Commodities: Crude makes modest gains with Libya, UAE, Opec output in focus
Updated : 16:13
Crude-oil futures made modest gains on Wednesday as the black liquid benefited from supply distributions in Libya, a drop in March production from United Arab Emirates (UAE) and speculation of cartel Opec extending its 2016 output pledges.
At 15:12 GMT, Nymex-priced WTI crude was up 0.37% to $48.55 a barrel. In parallel, Intercontinental Exchange-traded Brent was ahead 0.43% to $51.55 a barrel.
Oil has been in the midst of a global supply glut, with Opec promises on output more or less constantly in focus, alongside US shale production, rising US inventories and rig counts.
"Oil markets received a slight boost on Tuesday with WTI crude edging higher towards $48.80 after supply distributions in Libya and speculations of Opec extending the output cut enticed bulls to install light rounds of buying," said FXTM research analyst Lukman Otunuga.
"Regardless of the recent upside, oil prices remain gripped by the oversupply woes with the rapidly diminishing optimism over the effectiveness of Opec's supply cut limiting upside gains," he added in a statement.
However, UAE's Minister of Energy, Suhail bin Mohammed Faraj Faris Al Mazrouei, said the emirate had reduced its oil production by nearly 200,000 bopd in March due to maintenance works.
Otunuga noted that a build in the pending crude oil inventories report from the US Energy Information Administration this evening could expose oil markets to downside risks as the oversupply concerns haunted investor attraction further.
On Wednesday, the American Petroleum Institute said US crude oil inventories rose 1.9 MMbbls from March 17–24, 2017. It showed a cumulative build of 41 MMbbls in the last 13 weeks.
"From a technical standpoint, WTI Crude remains pressured on the daily charts with bears in firm control below $50. The current technical bounce could create a foundation for sellers to send WTI Crude back towards $48 and potentially lower," said Otunuga.
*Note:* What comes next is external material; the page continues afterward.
PR #3330, opened 2024-01-25
Compat: Fix readonly depth-stencil sampling

greggman:
It's not entirely clear to me what we should do here. For now, the failing tests are skipped in compat mode

The current compat spec says you can't have 2 different TEXTURE_BINDING views with different settings for the same texture. So you can't view a depth-stencil texture as both an `aspect: 'stencil-only'` in one view and `aspect: 'depth-only'` in another view in the same draw call.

SwissQuote added that oil's bearish pressures seems to fade. "However, we consider that further weakness are very likely," it said in a note.
Meanwhile, on Comex, gold was down 0.22% to $1256 an ounce, with silver down 0.37% to $18.19 an ounce and copper down 0.28% to 266.85 cents a pound.
Otunuga, again, commented that with the ongoing Brexit developments likely to compound uncertainty, gold may challenge $1260 an ounce.
"From a technical standpoint, the metal remains bullish on the daily charts and a break above $1260 could open a path higher towards $1275."
Despite the yellow metal's slip on Wednesday, Otunuga added a vulnerable US dollar, coupled with concerns over the global reflation trade, had boosted gold’s allure.
Three-month industrial metals on London Metals Exchange were all rising. Tin was ahead 2.74%, zinc by 2.28%, copper by 1.96% and aluminum by 0.73%.
SwissQuote opined that overall gold appeared to be getting stronger.
"The momentum seems back to bullish despite some consolidation. Strong resistance is located at $1263. Hourly support can be found at $1224.10," said SwissQuote, noting the precious metal was expected to show further strengthening.